The only thing really stopping me is the issues I'm reading about the cable card and tuning adapter issues provided by my local Time Warner (Austin). Right now I have 3 DVR's (DirecTV) and dependable equipment/recordings but I really like the idea of no dish and a Roamio with mini's, so it's extremely tempting.
I just don't want to lay out some serious money for equipment and monthly fees and a 2 year commitment if there is real potential for problems. 

If you're on the Austin Time Warner system with a Roamio, I'd like to hear your experiences, good and bad with this equipment combination.

Thanks in advance.


----------



## HarperVision (May 14, 2007)

The best thing to do is call your local office, ask for the engineer(s) and ask them what the latest firmware is that's being deployed to their cablecards and Tuning adapters. Compare that with the many threads here related to any tuning issues and you'll know if it will work completely and to your satisfaction. Just also keep in mind that time warner likes to copy protect just about everything except local broadcast channels, so that may limit many TiVo transfers and out of home streaming features of the new Roamio. It sucks and I had to buy a Slingbox 350 to do OOH streaming.


----------



## marklyn (Jan 21, 2002)

HarperVision said:


> The best thing to do is call your local office, ask for the engineer(s) and ask them what the latest firmware is that's being deployed to their cablecards and Tuning adapters. Compare that with the many threads here related to any tuning issues and you'll know if it will work completely and to your satisfaction. Just also keep in mind that time warner likes to copy protect just about everything except local broadcast channels, so that may limit many TiVo transfers and out of home streaming features of the new Roamio. It sucks and I had to buy a Slingbox 350 to do OOH streaming.

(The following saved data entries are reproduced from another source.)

PR #2454, opened 2025-02-25
ci: Define components for codecov

larseggert:
Might make navigating the coverage info easier? Let's see.


martinthomson (commented):
Seems reasonable.

mxinden (approved):

PR #2456, opened 2025-02-26
chore: Bump MSRV to 1.82

larseggert:
And address some TODOs that were enabled by the new MSRV.


martinthomson:
What is going on with those benchmarks?  I'm seeing huge swings.  Have you landed that CPU pinning change?  I would have thought that we would be less exposed to noise with that.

Do you really think they'll let me talk to an engineer without putting up a fight with me to try to answer my question? I'd be willing to try, but I'm guessing it might be like asking to speak to the president of a company or something like that. How would you ask to speak to an engineer?


----------



## jrtroo (Feb 4, 2008)

The issues you see here are often a microcosm from those with issues. Its fairly rare to see a bunch of posts about how great something is. Check out forums for your comparative products and you'll see the same thing. Hell, even vaulted Apple has tons of folks on forums providing negative feedback.

So, don't be too jaded if you don't hear back from someone extremely local. Remember the 30 day return policy and use if necessary.


----------



## HarperVision (May 14, 2007)

marklyn said:


> Do you really think they'll let me talk to an engineer without putting up a fight with me to try to answer my question? I'd be willing to try, but I'm guessing it might be like asking to speak to the president of a company or something like that. How would you ask to speak to an engineer?

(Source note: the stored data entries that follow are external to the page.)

PR #2457, opened 2025-02-26
ci: Use all cores to build on bencher

larseggert:
Also the isolated ones.

### DIFF
--- a/.github/workflows/bench.yml
+++ b/.github/workflows/bench.yml
@@ -72,22 +72,22 @@ jobs:
 
       - name: Build neqo
         run: |
-          cargo "+$TOOLCHAIN" bench --workspace --features bench --no-run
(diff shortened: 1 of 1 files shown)


martinthomson (commented):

 I would call and immediately tell them you have a new TiVo Roamio and already spoke to TiVo tech support and they said that their new Roamio requires firmware "x" and "y" for your systems cable cards and tuning adapters (if applicable) and are requesting ones with those installed and then just take it from there, based on what they say after that. If they question everything ask to be connected to tech support, then work your way up to the engineers if you have to.


----------



## Crrink (Sep 3, 2002)

We're in Austin - out near Circle C. We have a Roamio Basic OTA and a Pro on lovely TWC cable. Zero issues with the Basic - we can get all the broadcast stations with an amplified mohu leaf mounted indoors (occasionally Fox and CW will be affected by weather, but it's not bad enough that I've looked into running a coax down from the attic.)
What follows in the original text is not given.